I am in the living room, with the door closed.

Behind me is my giant rat cage, with two very active, inquisitive pet rats.

Today the living room door has to open.

I think I'm afraid.


----------



## MinkaMuffin (Apr 1, 2011)

I have heard of rats and cats getting along in the past.
Good luck!


----------



## Darkcat (May 27, 2010)

Want more pics. He's a cutie.


----------



## Jack L (Apr 5, 2011)

Thanks Darkcat! He's a sweetie but is still quite nervous. He's playing with a tinfoil ball at the moment, our rule is no rat-shaped toys! I'll post more pics when I have privileges.


----------



## cbickel (Mar 29, 2011)

I can tell you that in the past we had several mice and they were indifferent to the cats. Obviously the cats liked to sit and watch the mice, but we made sure that the cats couldn't get into the mouse tank.

Two of my friends currently have rats and cats and they both said the same thing, that the rats didn't care about the cats at all.

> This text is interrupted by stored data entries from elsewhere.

PR #1034, opened 2026-07-27
fix(parquet/pqarrow): calculate large decimal widths

fallintoplace:
### Rationale for this change

`DecimalSize` uses a lookup table through precision 76 and a formula above that range. The fallback applied `ceil` before multiplying by `log2(10)`, producing widths larger than the documented minimum. For example, precision 77 returned 34 bytes instead of 33.

Apply the documented two-complement width formula as `ceil((precision * log2(10) + 1) / 8)` for precisions above 76, and correct the existing precision-77 schema fixture.

### Are these changes tested?

Yes. Regression cases cover precisions 77, 80, and 100. The full `parquet/pqarrow` package passes.

### DIFF
--- a/parquet/pqarrow/schema.go
+++ b/parquet/pqarrow/schema.go
@@ -246,7 +246,7 @@ func DecimalSize(precision int32) int32 {
 	if precision <= 76 {
 		return byteblock[precision]
 	}
-	return int32(math.Ceil(float64(precision)/8.0)*math.Log2(10) + 1)
+	return int32(math.Ceil((float64(precision)*math.Log2(10) + 1) / 8))
 }
 
 func repFromNullable(isnullable bool) parquet.Repetition {
--- a/parquet/pqarrow/schema_test.go
+++ b/parquet/pqarrow/schema_test.go
@@ -524,7 +524,7 @@ func TestConvertArrowDecimals(t *testing.T) {
 	arrowFields = append(arrowFields, arrow.Field{Name: "decimal_20_4", Type: &arrow.Decimal128Type{Precision: 20, Scale: 4}})
 
 	parquetFields = append(parquetFields, schema.Must(schema.NewPrimitiveNodeLogical("decimal_77_4", parquet.Repetitions.Required,
-		schema.NewDecimalLogicalType(77, 4), parquet.Types.FixedLenByteArray, 34, -1)))
+		schema.NewDecimalLogicalType(77, 4), parquet.Types.FixedLenByteArray, 33, -1)))
 	arrowFields = append(arrowFields, arrow.Field{Name: "decimal_77_4", Type: &arrow.Decimal128Type{Precision: 77, Scale: 4}})
 
 	arrowSchema := arrow.NewSchema(arrowFields, nil)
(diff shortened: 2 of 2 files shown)


parquet/pqarrow/schema.go
```diff
@@ -246,7 +246,7 @@ func DecimalSize(precision int32) int32 {
 	if precision <= 76 {
 		return byteblock[precision]
 	}
-	return int32(math.Ceil(float64(precision)/8.0)*math.Log2(10) + 1)
+	return int32(math.Ceil((float64(precision)*math.Log2(10) + 1) / 8))
```
zeroshade, line 249: This now matches the generator comment at line 238 verbatim, which is the strongest evidence it's the intended formula.

Confirmed exactly minimal against big-integer arithmetic for p=77..3000, and continuous with `byteblock` at the p=76 boundary (new formula reproduces all 76 table entries). The previous expression applied `ceil` to `precision/8` before multiplying by `log2(10)`, which mixed units and produced a step function — constant 34 across p=74..80 — and under-allocated from p=248 onward.

zeroshade (approved):
Verified thoroughly — this is a real correctness fix and the math is exactly right. LGTM.

**The bug is genuine, and the file itself proves it.** The generator comment at `schema.go:238` documents the intended formula as `int(math.ceil((prec * math.log2(10) + 1) / 8))`, which is precisely what you've now implemented — but the fallback at `:249` had the `ceil` misplaced (quantizing *precision* into 8-wide buckets) and the `+1` outside the division. So the fallback contradicted the very table it was meant to extend.

**Independent verification with exact integer arithmetic** (no floats), since minimum bytes N to hold ±(10^p − 1) in two's complement requires `2^(8N−1) >= 10^p`:

For p=77: `2^255 < 10^77 <= 2^256`, so 256 magnitude bits + 1 sign bit = 257 bits → `ceil(257/8)` = **33 bytes**.

| | computation | result |
|---|---|---|
| old | `ceil(77/8)=10`; `10 x 3.321928 + 1 = 34.219`; truncated | 34 |
| new | `(77 x 3.321928 + 1)/8 = 32.0986`; ceil | **33** |
| exact | 257 bits | **33** |

**The boundary-continuity check is the one I most expected to fail, and it's clean**: applying your new formula to p=1..76 reproduces the lookup table with **zero mismatches**, so there's no discontinuity at the p=76 seam. (The old formula, applied to that same range, mismatches the table in 60 of 76 cases — confirming it was never the table's generator.)

**And the old formula was unsafe, not merely wasteful.** Checked against exact arithmetic for p=77..3000: your formula matches in all cases; the old one mismatches 1471 times, and **44 of those are under-allocations**, beginning at p=248 where it returns 103 bytes when 104 are required. That's silent truncation.

**It also removes a genuine self-inconsistency.** `DecimalLogicalType.IsApplicable` (`parquet/schema/logical_types.go:403`) encodes the inverse constraint. The old width was *rejected* by that check at p=248, 272 and 296 — meaning `DecimalSize` could hand `NewPrimitiveNodeLogical` a width it would refuse. With your formula every p is accepted and is exactly minimal.

**The fixture change is a legitimate correction**, not masking: `schema_test.go:527` was asserting the buggy 34, and 33 is independently confirmed as the true minimum. It's the only existing expectation touched.

**No compatibility risk.** `DecimalSize` is write-path only — the read path never consults it (`arrowFromFLBA` → `arrowDecimal` uses precision/scale and ignores the FLBA length, with values decoded from the file's own per-value byte length). Files previously written with width 34 stay readable.

Two notes for the record, neither blocking:
1. Arrow C++ has the **identical** bug at `cpp/src/arrow/type.cc:1479`, including the same generator comment. This makes Go diverge from C++ — toward correctness. There's no interop hazard because C++ can't reach the fallback at all (`ValidateDecimalPrecision` caps Decimal256 at 76), but it's worth an upstream issue.
2. The p>76 path is effectively unreachable via any valid Arrow type (Decimal256 max precision is 76), and writing data at p>=77 already panics identically before and after this change, since `encode_arrow.go:533` computes a negative offset for both 33 and 34. So this is a latent-correctness fix rather than a user-visible one — no behavior regression either way.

Hope it goes as well for you


----------



## livismom (Mar 29, 2011)

Hi. Roger is very handsome! My 11 year old really wants a rat too. We have a Critter Nation cage we got for chinchillas, who have passed. Keep us posted, if all goes well, I may give in and get her a rat out ferret. Welcome.


----------



## WhiteKitties (Dec 22, 2008)

I love that face! Definitely post more pics - if he's that big we all want to see!


----------



## Jack L (Apr 5, 2011)

Thanks all! We think we'll give him another day to relax before introduction to the little ratties. I will let you all know how it goes, and will post pics when I have sufficient privileges, I'm only a kitten! .

Livismom, not sure yet how they'll react to each other, but I can tell you that rats in themselves are really wonderful pets to have, and are the smartest of all rodents. My cousin has a ferret called Eric, friendly enough, but not good with her other animals. That's only him though, can't speak for all ferrets!


----------



## beamjoy (Nov 6, 2010)

Jack L said:


> ...When he finally got the *balls* to go through the kitchen door...


You really need to get those things cut off! 

Thanks for giving him a good home. He sounds like quite a character. You can even see in his face that he's going to be loads of fun.

Keep us updated on his exploits and post more pictures. We demand it.


----------



## OctoberinMaine (Sep 12, 2006)

What a sweet face on Roger! I know exactly what you mean about being in love with him . . . I think that's how we all feel. It's kind of a hard-to-get thing on their part.


----------



## katlover13 (Apr 15, 2008)

Roger looks like a really COOL cat with loads of personality. I can't wait to see more pictures!
I had a rat when I was about 19 and she was a great pet. Because I have 7 cats now I have been afraid to get another one. Please let us all know how things go.


----------



## Susan (Mar 29, 2010)

Congratulations on adopting Roger...he's a handsome lad and he sounds terrific! Looking forward to more pictures. I hope things go well with your rats.


----------



## konstargirl (Feb 4, 2011)

Aww!! Congrats on the nw cat! He's cutie! He seems like he's playful. I hope he doesn't treat you like a giant playmate.


----------



## MissRachel (Aug 30, 2009)

Congrats! Roger is gorgeous. 
I have a pair of rats and four kitties and never had a problem. Only Sophie shows any real interest in the rats and the rats aren't the least bit bothered by her 'observing'


----------



## Jack L (Apr 5, 2011)

beamjoy said:


> You really need to get those things cut off!


Just my little ironic joke. 

Thanks for the messages! I read them out to Roger but I think he's asleep. I talk to him a lot, I work from home so it can get pretty boring, and the talking seems to have helped him bond with me. 

I let him explore the living room this morning, and he didn't even notice the rats! Completely ignored them. I'm sure they'll catch his attention eventually though. 

He's sleeping on the bean-bag at the moment, but he seems much happier to stay upstairs in his safe room so far. He has free reign of the house, but he still gets startled by unexpected curtains or bookshelves.

We got him a cat tree and lots of toys yesterday, but he ignores it all. the only thing he likes is a feather on a stick, his tinfoil ball, and my hand! At the moment I'm trying to figure out how to make the living-room more enticing to him, but I think he just has to loosen-up around the house. 

I still don't have the privilege of photo uploading, but soon, I'm sure.

Have fun and bye for now from Jack & Roger.


----------